Health condition(s) or problem(s) studied	Abnormal uterine bleeding, uterine rupture, caesarean section
Intervention	Gel instillation sonohysterography is performed 6 to 12 months after caesarean section to detect a niche. Women are asked to fill in a questionnaire and keep a diary card to discover abnormal uterine bleeding. In case of subsequent pregnancy, transvaginal ultrasound is performed to detect the presence of a niche and measure the thinnest zone of the lower uterus segment.
Intervention type	Other
Primary outcome measure(s)	1. A well circumscribed anatomical niche classification. The niches will be measured by ultrasound 6 - 12 months after caesarean section 2. A difference in uterine bleeding pattern between women with different niche types (based on the classification), with a follow-up of the bleeding pattern for 5 years after caesarean section
Key secondary outcome measure(s)	1. To demonstrate a relation between niche and Lower Uterine Segment (LUS) thickness in case of a subsequent pregnancy.
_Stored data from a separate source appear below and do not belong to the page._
PR #2511, opened 2024-03-04
Revert "Revert "Fix dark theme (#2364)""

Calvin-LL:
Not sure why #2364 was reverted. The both dark theme bugs came back after it was reverted.

# Problem 1

Almost exactly as stated in #2364 but was modified a little by https://github.com/manifoldmarkets/manifold/commit/1fcc593c20770353ded81097a9094fbe83d099f9

This video is recorded on an Android emulator.

https://github.com/manifoldmarkets/manifold/assets/8357970/09a6575b-7e45-4d35-a648-047a96cfae99

This is caused by the initial state of `theme` in local storage being set to `"loading"` in

https://github.com/manifoldmarkets/manifold/blob/744253f7f2c7d0c060b5769c713887420f76a5c3/web/hooks/use-theme.ts#L11

which is neither `"dark"` or `"auto"` thus not being set to dark theme in

https://github.com/manifoldmarkets/manifold/blob/744253f7f2c7d0c060b5769c713887420f76a5c3/web/public/init-theme.js#L7

# Problem 2

Exactly as stated in #2364

Even on my gigabit network, on both my Pixel 8 phone and my Android emulator (connected via ethernet), when the site is set to either `"auto"` or `"dark"`, it flashes the light theme on load.

https://github.com/manifoldmarkets/manifold/assets/8357970/a46f8b2b-a86f-4009-8b1d-dbad5719029a

### DIFF
--- a/love/pages/_document.tsx
+++ b/love/pages/_document.tsx
@@ -4,7 +4,7 @@ import Script from 'next/script'
 
 export default function Document() {
   return (
-    <Html lang="en">
+    <Html lang="en" className="no-js">
       <Head>
         <link rel="icon" href={ENV_CONFIG.faviconPath} />
         <Script src="/init-theme.js" strategy="beforeInteractive" />
--- a/love/public/init-theme.js
+++ b/love/public/init-theme.js
@@ -4,7 +4,12 @@
   const localTheme = localStorage.getItem('theme')
   const theme = localTheme ? JSON.parse(localTheme) : 'auto'
 
-  if (theme === 'dark' || (theme === 'auto' && autoDark)) {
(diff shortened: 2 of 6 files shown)


sipec:
I believe James reverted your change to test if it would fix an issue with dark mode (I think the issue was dark theme was always set on by default, but I don't recall exactly.) This did not actually solve the issue.

It should now be fixed by b8031bf9. I fixed problem 1 by defaulting to 'auto' rather than 'loading', and problem 2 via a style tag that just sets background and text color based on media query. I like this better because it is less verbose and works in the case where the global stylesheet arrives later than the html document - very noticable in development at least.

Thanks for looking into this for us!

PR #2516, opened 2024-03-05
Tidy up user comments list code

mqp:
I was interested in doing this because Ian mentioned that he tried to use the `usePagination` stuff here but had a hard time.

I modified `usePagination` to be easier to use for `limit`/`offset` style queries like the comments list API, and fixed some small bugs I noticed (e.g. if you went back and forth from the end of the list it would fire off a duplicate query for the next page.)

The end result is a less buggy comment list (the old one did stuff like flashing "No comments yet" before first load, and wiping out the list in between loads) and a better `usePagination` for adapting to later stuff elsewhere.

By the way, I note that this used to check for being authorized for no obvious reason? You don't need to be authorized to call this API and get comments.

FYI @IanPhilips

### DIFF
--- a/web/components/comments/comments-list.tsx
+++ b/web/components/comments/comments-list.tsx
@@ -1,7 +1,7 @@
+import { useCallback } from 'react'
 import { ContractComment } from 'common/comment'
 import { User } from 'common/user'
 import { groupConsecutive } from 'common/util/array'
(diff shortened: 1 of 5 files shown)


mqp:
Merging this because I want to use the pagination changes in my work.

PR #2521, opened 2024-03-07
Add ability to delete groups with no markets

sipec:
I haven't really thought about _who_ should be able to delete groups. should be same "mod level" as renaming groups probably, but for some reason that is manifold admin / group admin only right now


jahooma:
Cool!

PR #2532, opened 2024-03-15
Added units tests for common/src/supabase/contracts.ts

aidevbot:
### Summary
This pull request introduces unit tests for common/src/supabase/contracts.ts.

### Changes
Added unit tests in common/src/supabase/contracts.ts covering:
- getContracts: Tests for empty input, correct contract retrieval, chunking over 300 IDs, and error handling.
- getContractsByUsers: Verifies correct grouping of contracts by user IDs.
- getAnswersForContracts: Ensures answers are properly grouped by contract ID.
- getContractFromSlug: Confirms null return for non-existent contract slugs.

### Coverage report

| File          | % Stmts | % Branch | % Funcs | % Lines |
|---------------|---------|----------|---------|---------|
| **All files**     | **72.18** | **56.52** | **47.36** | **70.9**  |
| calculate     | 78.57   | 66.66    | 40      | 76.92   |
| uniswap2.ts   | 78.57   | 66.66    | 40      | 76.92   |
| **supabase**     | **71.42** | **55**    | **48.48** | **70.1**  |
| contracts.ts  | 77.94   | 50       | 55.55   | 75      |
| utils.ts      | 62.74   | 58.33    | 40      | 64.44   |

### DIFF
--- a/.github/workflows/test.yml
+++ b/.github/workflows/test.yml
@@ -21,7 +21,6 @@ jobs:
       working-directory: ./common
     - name: Run lint
       run: yarn lint
-      working-directory: ./common
     - name: Run unit tests
       run: yarn test
       working-directory: ./common
--- a/.github/workflows/test.yml
+++ b/.github/workflows/test.yml
@@ -1,0 +1,27 @@
+name: Unit tests
+
+on:
+  push:
+    branches: [main]
+  pull_request:
+    branches: [main]
+
+jobs:
+  test:
+    runs-on: ubuntu-latest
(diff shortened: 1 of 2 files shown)


jahooma:
Interesting, thanks for this PR!

Seems like the unit tests lock in the behavior of current code, which could be useful, and potentially catch a regression.

But I'd guess we wouldn't change these functions at all, and if we did, that the tests would be an extra thing to fix after the fact to match the new behavior.

Merging as an experiment though!

PR #2533, opened 2024-03-16
[WEB] Basic Apple Login

casesandberg:
**Note: This change requires enabling Login with Apple for the web app within the Firebase Console before it will work, I don't have access. Hopefully its just a toggle since there is already login with apple for mobile.** 

This PR is intended to be a workaround for users that have created accounts via apple on mobile and are unable to sign in on web. It's a separate page that nothing else links to for now.

### DIFF
--- a/web/lib/firebase/users.ts
+++ b/web/lib/firebase/users.ts
@@ -7,7 +7,12 @@ import {
 } from 'common/user'
 import dayjs from 'dayjs'
 import utc from 'dayjs/plugin/utc'
-import { GoogleAuthProvider, getAuth, signInWithPopup } from 'firebase/auth'
+import {
+  GoogleAuthProvider,
+  OAuthProvider,
+  getAuth,
+  signInWithPopup,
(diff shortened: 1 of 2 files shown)


jahooma:
I'm not sure what the next step is to get Apple login working for web. I thought it might work out of the box.

Screenshot 2024-03-20 at 12 18 35 PM

I don't know what our strategy is for Apple sign ins. I don't think we want to support these on the web, because we prefer one sign in method. It's not obviously good to allow a work-around, because then they will expect Apple sign in to always work on web.

Unless this takes 2 minutes for me, or another team member wants to take this on, I'd be tempted to close the PR.

casesandberg:
@jahooma Yeah I agree. Just trying to help out the poor users who created accounts via Apple on mobile and thus can never use the web app. Maybe a better solution is to just put a disclaimer under the "Sign in with Apple" option on mobile.

jahooma:
Ok, I will give this a shot. Help out those poor apple users

PR #2534, opened 2024-03-17
Show spent mana in positions tab

Bohaska:
This shows the `invested` amount of each user under their shares/profit in the positions tab

### DIFF
--- a/web/components/contract/user-positions-table.tsx
+++ b/web/components/contract/user-positions-table.tsx
@@ -564,7 +564,7 @@ const PositionRow = memo(function PositionRow(props: {
       </UserHovercard>
       <Col>
         <span className={clsx(colorClassName, 'shrink-0', 'text-right')}>{numberToShow}</span>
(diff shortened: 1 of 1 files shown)


Bohaska:
here's what it looks like

image

Bohaska:
looks like this at phone dimensions image

jahooma:
This is great information to show.

However, it looks pretty busy, especially on mobile. I'm not sure if it makes sense to be in the same column as Max payout.

This was a difficult screen for users to figure out already.

Maybe remove it on mobile (`hidden sm:flex`) and I'll merge it to get feedback.

Bohaska:
> This is great information to show.
> 
> However, it looks pretty busy, especially on mobile. I'm not sure if it makes sense to be in the same column as Max payout.
> 
> This was a difficult screen for users to figure out already.
> 
> Maybe remove it on mobile (`hidden sm:flex`) and I'll merge it to get feedback.

Done!

PR #2553, opened 2024-03-25
Added tests for contract-params.ts

aidevbot:
### Summary
This pull request introduces unit tests for src/contract-params.ts.

### Changes
Added the following test cases for src/contract-params.ts:
- should return not authed state for unauthorized access
- should return not found state for a deleted contract with unauthorized access
- should handle errors gracefully when external API calls fail
- should correctly fetch and process CPMM contract parameters
- should correctly fetch and process NUMBER outcome type contract parameters
- should correctly handle cases with 'cpmm-multi-1' mechanism and 'MULTIPLE_CHOICE' outcome type

### Coverage report

| File          | % Stmts | % Branch | % Funcs | % Lines |
|---------------|---------|----------|---------|---------|
| contract-params.ts      | 85.71 (up from 0)   | 70.9 (up from 0)    | 61.53 (up from 0)     | 88.23 (up from 0)   |


common/src/contract-params.test.ts
```diff
@@ -0,0 +1,474 @@
...
+    await expect(
+      getContractParams(mockContract, mockDb, true, undefined)
+    ).resolves.toMatchObject({
+      state: expect.any(String),
+    })
+  })
+
+  it('should correctly fetch and process CPMM contract parameters', async () => {
+    const mockDb = createClient('instanceId', 'key')
+    const mockContract = {
```
jahooma, line 169: Should there be a common place for mock contracts so they can be reused between tests? (And if we need to update it, because, for example, we added a new field, we would not have to update the mock contracts in a bunch of places.)

jahooma:
Cool! Thanks for setting up these tests. The getContractParams function is indeed a more critical piece of code.

However, my prediction is that after merging this, the tests will start failing because we updated something about the contracts. And probably no one will bother to fix it, except maybe to delete the failing unit tests (or all of them haha). I'm not sure unit tests are part of our dev culture yet.

But secondly, these tests don't necessarily enforce any higher logic or invariants that we want to preserve. They just preserve the exact current cases of our code. Which doesn't really seem that useful to me?

Merging for the experimental value though!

The LUS will be measured between 16 and 20 weeks gestation, and between 36 and 38 weeks gestation 2. To demonstrate an association between: 2.1. Niche and (in)complete uterine rupture 2.2. LUS thickness and (in)complete uterine rupture To identify an (in)complete rupture, the course of the pregnancy will be recorded
Completion date	01/07/2012

Eligibility

Participant type(s)	Patient
Age group	Not Specified
Sex	Female
Target sample size at registration	224
Total final enrolment	225
Key inclusion criteria	1. Caesarean delivery in the past history 2. Signed informed consent form
Key exclusion criteria	1. Pregnancy 2. Pelvic inflammatory disease
Date of first enrolment	01/07/2007
Date of final enrolment	01/07/2012

Locations

Countries of recruitment

Netherlands

Study participating centre

Vrije University Medical Centre (VUMC)

Amsterdam
1081 HV
Netherlands

Results and Publications

Individual participant data (IPD) Intention to share	No
IPD sharing plan summary	Not provided at time of registration
IPD sharing plan

Study outputs

Output type	Details	Date created	Date added	Peer reviewed?	Patient-facing?
Results article		01/01/2011	05/08/2021	Yes	No

Editorial Notes

05/08/2021: Publication reference and total final enrolment added.